Como contraponto a essa visão tradicional de formação, tem ganhado cada vez mais espaço a utilização do método (auto)biográfico na formação de professores. Souza, Portugal e Silva explicam que a pesquisa (auto)biográfica em questões de ensino e de formação, no contexto das pesquisas qualitativas em educação, “[...] se consolidam a partir da década de 1980 [...] embora de uma forma muito discreta e lenta em contraposição à tradição da pesquisa quantitativa, com análises estatísticas de variáveis, voltadas para a precisão da objetividade”. A opção metodológica por essa linha de pesquisa envolve a adoção de um novo modo de encarar a docência, a formação inicial e continuada. Não é possível empreender esse tipo de pesquisa estando-se ainda arraigado em antigos conceitos ou “[...] numa visão mecanicista e positivista da modernidade.” (SOUZA; PORTUGAL; SILVA, 2013, p. 49).

Embora não seja ainda um total consenso entre os pesquisadores “[...] considerar memórias, lembranças, relatos de vida, biografias, histórias de vida, narrativas memorialísticas como fontes de pesquisa foi acontecendo muito lentamente, ganhando maior visibilidade a partir da década de 1990.” (SOUZA; PORTUGAL; SILVA, 2013, p. 50).

Dessa forma, “[...] o processo de formação pelas histórias de vida apresenta-se enquanto movimento de reivindicação, que reconhece os saberes subjetivos e adquiridos nas experiências e nas relações sociais, sendo ela a própria história de formação do sujeito.” (ROCHA; SOUZA, 2013, p. 179).
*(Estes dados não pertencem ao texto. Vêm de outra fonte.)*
PR #682, opened 2026-09-18
fix(ebpf): Re-evaluating established connections in strict mode involving CNPs

### LINKED ISSUE #650: Established connections are not re-evaluated in strict mode when cluster network policies are removed
# Problem Description

In strict mode, when a pod loses its last ClusterNetworkPolicy and state flips from policies_applied to default deny, already-established connections keep passing traffic indefinitely. New connections are correctly denied. The cause is GET_CT_VAL in the eBPF datapath, which does not handle the DEFAULT_DENY pod state that strict mode uses.

How re-evaluation works

Each pod identifier has a pod-state map with two entries: entry 0 for NetworkPolicy state (POLICIES_APPLIED, or DEFAULT_ALLOW in standard mode / DEFAULT_DENY in strict mode when no NetworkPolicy applies), and entry 1 for ClusterNetworkPolicy state (POLICIES_APPLIED or DEFAULT_ALLOW).

The datapath evaluates policy once per connection and caches the verdict in aws_conntrack_map, stamped with a byte from GET_CT_VAL(entry0, entry1). Later packets compare the stored byte to the current one. Equal means reuse the cached verdict; different means re-run evaluateFlow. The byte changing is the only trigger for re-evaluating an established connection.

What happens

GET_CT_VAL tests its first argument only against DEFAULT_ALLOW and POLICIES_APPLIED. DEFAULT_DENY matches no branch and falls through to the default value, 7.
```
  ┌───────────────┬──────────────────┬──────┐
  │    entry 0    │     entry 1      │ byte │
  ├───────────────┼──────────────────┼──────┤
  │ DEFAULT_ALLOW │ POLICIES_APPLIED │ 4    │
  ├───────────────┼──────────────────┼──────┤
  │ DEFAULT_ALLOW │ DEFAULT_ALLOW    │ 2    │
  ├───────────────┼──────────────────┼──────┤
  │ DEFAULT_DENY  │ POLICIES_APPLIED │ 7    │
  ├───────────────┼──────────────────┼──────┤
  │ DEFAULT_DENY  │ DEFAULT_ALLOW    │ 7    │
  └───────────────┴──────────────────┴──────┘
  ```
Deleting the CNP moves entry 1 from POLICIES_APPLIED to DEFAULT_ALLOW. In standard mode that is 4 to 2, so the byte changes and the connection is re-evaluated and dropped. In strict mode it is 7 to 7, so the datapath returns BPF_OK without calling evaluateFlow, and the connection keeps flowing under a policy that no longer exists. There is a diff in standard mode vs strict mode evaluation here

The same collapse hides three other tightenings, all requiring strict mode plus a CNP: removing the last NetworkPolicy, adding a NetworkPolicy, and removing both at once. Four combinations are affected.

  Test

Ainda, segundo Antonio Bolívar Botía:

La narrativa no es solo uma metodologia; [...] La subjetividad es, más bien, uma condición necesaria del conocimiento social. La narrativa no solo expressa importantes dimensiones de la experiencia vivida, sino que, más radicalmente, media la propia experiencia y configura la construcción social de la realidad. Además, um enfoque narrativo prioriza um yo dialógico, su naturaleza relacional y comunitaria, donde la subjetividad es uma construcción social, intersubjetivamente conformada por el discurso comunicativo. El juego de subjetividades, em um processo dialógico, se convierte en um modo privilegiado de construir conocimiento. (BOTÍA, 2002, p. 43).

Em conformação com as ideias de Botía, Cecília Galvão apresenta outras dimensões da pesquisa com narrativas:

Os professores não só trazem para a escola uma história pessoal que dá sentido às suas ações, mas também vivem aí uma história que os ajuda a dar sentido ao mundo. O modo como organizam a aula e interagem com os alunos pode ser visto como o construir e reconstruir a história da sua experiência pessoal. As explicações contêm crenças e valores, assim como ações de referência, e no método narrativo os assuntos são contextualizados em termos de acontecimentos que são analisados, mais tarde, de uma forma pessoal, dando aos acontecimentos um significado situacional. (GALVÃO, 2005, p. 331).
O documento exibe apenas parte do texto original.